Reviewed by Katrin Volt at diversophy.com Amazon review
Language plays an important role in any communication as it is through language that we negotiate meaning and understand the world around us.
This Language and Intercultural Communication Reader has twenty-two chapters divided into six parts, covering key topics in this field of study from language, thought and culture, theoretical considerations on cultural approaches to discourse and pragmatics, empirical examples of communication patterns across cultures, teaching and learning cultural variations of language use, interculturality, and intercultural communication in a professional context.
Each part has an introduction that clearly sets out the tone for the chapters and briefly outlines what is to follow. Each part finishes with study activities and discussion questions.
Do we see the world the same way when we use a different language? There is an ongoing debate about the relationship between language, culture and thought. It is not about putting sentences together, but what to say in a culturally appropriate way, and when to do so that makes our communication effective and is key to successful intercultural communication. We may also come across pragmatic transfer i.e. carrying over meaning from our language background when using a foreign language.
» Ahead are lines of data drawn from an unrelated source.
PR #897, opened 2024-05-07
CI test stability improvements

jkilpatr:
The goal of this pr is to cleanup and improve the performance and reliability of the test environment which is proving to be a barrier to faster development.

Before
image

After 
image


althea_kernel_interface/src/netns.rs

Below is a brief summary of two of the chapters from this Reader.
Chapter 12 in Part 3 is entitled "The Silent Finn Revisited" (Sajavaara and Lehtonen). They point out the stereotypes people have about the Finnish communication style and how different nationalities perceive Finns. The authors state a national image is a generalization embedded in memory and that the behavior that gives rise to stereotypes is true and real. They furthermore stress that it is the interpretation of the behavior derived from misguided expectations resulting from different cultural framework that leads the observer astray. The saying, "You speak only when you have something to say" - is shared with other Nordics. Therefore, if you don't have anything to say, you keep silent. They explain that Finns make silent observations to gather information rather than ask questions as some other cultures might opt for. The authors point out that the difficulty starts when people make use of their own conceptual categories to organize their observations about the behavior of others. The authors also say that the forms and topics of small talk in Finland are different, but it is not possible to say that there is less of it. Hofstede's indices tell us very little about this. They explain that speaking is controlled in Finland, like elsewhere, by various situational norms such as silence in church, constraints on `chatter' at the dinner table, etc. In addition, Finnish cultural behavior also comprises a number of values and fundamental conceptions of appropriate behavior which give an outsider an impression of silent culture.
Chapter 16 (Sarangi) looks at gatekeeping interviews and how questions and information giving can be misinterpreted, simply because there are hidden purposes behind the questions and culture specific ways of structuring information. Thus, to be better communicators we should ask the questions in such a way that the receiver understands our intention. We often ask questions to find out something that is important to us, but this may not be interpreted or understood in such a way by the hearer.
The Reader is useful for students and researchers in the field of language and intercultural communication. I found the language of the Reader complex, as the field of study and issues analyzed require concentration and are topic-specific.
The conclusion of the Reader discusses key issues in research design for conducting research projects on language and intercultural communication.
The Reader has a wide resource list at the end, not only books but also useful websites, professional bodies and organizations, etc. A glossary of key terms at the end of the Reader helps readers understand the main concepts.
As a concluding remark, any use of language is influenced by many different variables and to be successful communicators, we should first know how, in fact, we use our own language and then how to use it to communicate with others to make sure our communication is meaningful and mutually intelligible. Culture as it lives in individuals has many dimensions and it would make sense to look at the situational variables when looking at communication between speakers.